Adottata poi a 3 anni, superò molte delle difficoltà motorie indotte dalla paralisi e riuscì in seguito a camminare senza tutore, seppure sempre con difficoltà. Oggi gira il mondo testimoniando la sua storia, chiedendo alle donne di riflettere meglio su ciò che viene loro spacciato come un diritto e chiedendo agli uomini di essere tali, cioè di non aver paura di amare le loro mogli e i frutti di questo amore.

Rivendica, citando lei per prima la sua storia, il diritto fondamentale di nascere per i neo-concepiti, testimoniando con la forza di chi, come lei, porta sul corpo le conseguenze di quei tentativi di soppressione.

Nella falsità ingannevole dello slogan che sempre recita: «Libertà di scelta, la donna ha diritto di scegliere”, questa giovane donna ricorda invece a noi e al mondo intero come nel frattempo la sua stessa vita di bambina veniva soppressa nel nome dei diritti della donna. E questa è la frase scioccante su cui si gioca tutta l’ingiustizia dell’aborto, cioè la presunzione disumana che pone il diritto di scelta di una donna al di sopra del diritto alla vita dell’essere umano che viene soppresso.

Abbiamo fatto quasi l’abitudine alle testimonianze di madri che abortendo hanno poi toccato con mano il vuoto e il dolore straziante che tale atto comporta, il cosiddetto “effetto collaterale persistente”, così come non ci sono nuove le testimonianze di conversione di molti medici ex-abortisti che, per Grazia di Dio, hanno compreso che nel loro sì alla vita era contenuta anche la salvezza della loro stessa vita.

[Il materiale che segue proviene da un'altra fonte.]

PR #469, opened 2026-07-08
Boolean kernel: conforming seams — T-junction repair + canonical arc discretization

ecto:
## What

Attacks priority 1 from the torr retest handoff (2026-07-08): **any intersecting union against a curved or boolean-result mesh leaves unstitched seams**, and any further boolean on the damaged mesh degrades or times out.

Two root causes fixed:

1. **Non-conforming topology (T-junctions).** Trimming split one face's boundary at intersection points while the neighboring face sharing that edge kept it whole — even `cube ∪ cube` left 36 open loop-edges, invisibly poisoning every downstream boolean. New `repair::split_edges_at_interior_vertices` splits unpaired half-edges at existing vertices lying in their interior, reusing the `VertexId` so the pieces pair by id.

2. **Phase-mismatched arc sampling.** Every splitter discretized circles in its own frame at relative fractions of the arc span, so two faces bordering the same circle never emitted the same points. New `split::canonical_arc_points` samples on an absolute angular grid in a frame derived purely from the circle geometry; the planar by-arc splitter and the cylindrical by-line splitter (which now emits dense two-chain loops instead of single-chord rectangles) share it.

## Results

- `cube ∪ cube` / `cube − cube`: fully watertight (were 36 / 18 open edges)
- blade ∪ cylinder: ~590 → ~30 open edges at native resolution, volumes exact
- trim-inside-pattern (A1 sliver family): now analytically exact (427.3 vs 427.3)
- A2 boolean-over-pattern residual: +4.0% → +2.1%
- New `seam_conformity` regression test asserts conforming topology for planar unions
- New F-cluster tests in the torr catalogue capture the whole intersecting-union family; still-open cases are `#[ignore]`d with root-cause notes

## What remains (staged, not in this PR)

The full fix — freezing analytic circle boundaries into canonical polylines at boolean entry so results conform at **any** display resolution — is prototyped on `claude/kernel-seam-freeze-wip` (single cylinders/annuli fully watertight + resolution-independent there, but chained differences and classification interactions still regress; needs its own session).

`cargo test --workspace`, clippy (`--exclude vcad-desktop`), and fmt all clean.


ecto:
Addressed the review + CI failures in 96c81fdc-follow-up commits:

- **Clippy failures (Rust stable/nightly)**: needless-borrow / manual-clamp / unused-mut lints in the new splitter+repair code — fixed; CI-equivalent clippy (`--features vcad-kernel-text/no-builtin-font -D warnings`) now clean locally.
- **TypeScript failure**: `@vcad/engine` pinned an exact triangle count (44) for the corner-cylinder difference; the T-junction repair + canonical arc grid legitimately densify that mesh (44 → 112, shape unchanged, bbox assertions unaffected). Expectation updated with a comment documenting the kernel change, and the checked-in kernel-wasm artifacts rebuilt.
- **Choji finding 1 (`arc_segments` unused)**: it is used — `canonical_arc_points` calls it to pick the grid count — so no dead-code warning; kept as the single shared count rule with the freeze-branch note.
- **Choji finding 2 (3% commutation tolerance)**: took the suggestion — trim-in-pattern is now additionally pinned to its analytic value (8 × 53.4138 at 0.5%), so the widened equivalence tolerance can't hide a regression on the exact side.
- **Choji finding 3 (annulus test asserts nothing)**: intentional-informational, but noted — it documents the Reversed-flag directed-census artifact; the asserting regression test is `cube_union_cube_conformity` in the same file.

PR #198, opened 2022-09-29
adds `templates publish` command

samruddhikhandale:
Based on top of [samruddhikhandale/templates-package](https://github.com/devcontainers/cli/pull/193) branch.

Adds a `template publish` CLI command according to the [spec](https://github.com/devcontainers/spec/blob/main/proposals/devcontainer-templates.md)

image

Sample - publishing templates

image

image

image


src/spec-node/templatesCLI/publish.ts
```diff
@@ -0,0 +1,96 @@
...
+    const cliHost = await getCLIHost(cwd, loadNativeModule);
+    const output = createLog({
+        logLevel: mapLogLevel(inputLogLevel),
+        logFormat: 'text',
+        log: (str) => process.stdout.write(str),
+        terminalDimensions: undefined,
+    }, pkg, new Date(), disposables);
+
+    // Package templates
+    const outputDir = path.join(os.tmpdir(), '/templates-output');
```
chrmarti, line 53: Make this a unique folder name. Appending `Date.now()` might be enough, but I have started using the `uuid` package in vscode-remote-containers to be on the safe side, e.g.: `/templates-output-${uuid.v4()}`.

Could you apply the same fix in the features code?

chrmarti (changes requested):
LGTM! Left one comment to avoid tmp folder conflicts.

src/spec-node/templatesCLI/publish.ts
samruddhikhandale: Sure, added changes. 👍

chrmarti (approved):
LGTM!

PR #201, opened 2022-10-03
Template: Updates package/publish commands according to spec

samruddhikhandale:
Updates according to https://github.com/devcontainers/spec/pull/105

For templates - 
- Removes `replaceIn` prop
- Adds code to configure `type` prop automatically
- Adds `fileCount` prop


chrmarti (approved):
👍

Questa donna è sopravvisuta al tentativo di aborto subito, una voce che fino ad oggi non si poteva ascoltare,  perché nessuno può parlare dopo che lo si è ucciso, a meno che non si tratti di una bambina, che oggi è una donna, alla quale l’intervento di Dio abbia voluto concedere questo dono, proprio perché noi l’ascoltassimo.

E lei questo dono ricevuto lo ha preso sul serio, perché la sua tenacia e la forza della sua testimonianza sono tali che, riconoscendone personalmente l’impegno ed il coraggio, il presidente George W. Bush firmò il 5 agosto 2002 il “Born-alive Infants Protection Act”, un documento storico che per la prima volta nella storia degli USA imponeva cure mediche obbligatorie ai bimbi nati vivi anche da tentativi di aborto, che prima invece venivano soppressi o comunque lasciati semplicemente morire.

Per dare ancora un’idea della tenacia e del coraggio di questa donna, basti dire che, nonostante le sue difficoltà fisiche, nel 2006 ha voluto partecipare e concludere la Maratona di Londra (lunga 42 km) proprio per testimoniare ai media presenti di tutto il mondo l’incredibile ed inarrestabile forza della vita. Su di lei sono uscite in Italia una biografia nel 1999 e poi un film nel 2012 liberamente ispirato alla sua storia (October Baby) che probabilmente molti di voi conoscono.

La Beata Madre Teresa di Calcutta disse di questa donna che Dio la sta usando per ricordare al mondo che ogni essere umano è prezioso per Lui e che era evidente in lei la forza dell’amore di Gesù.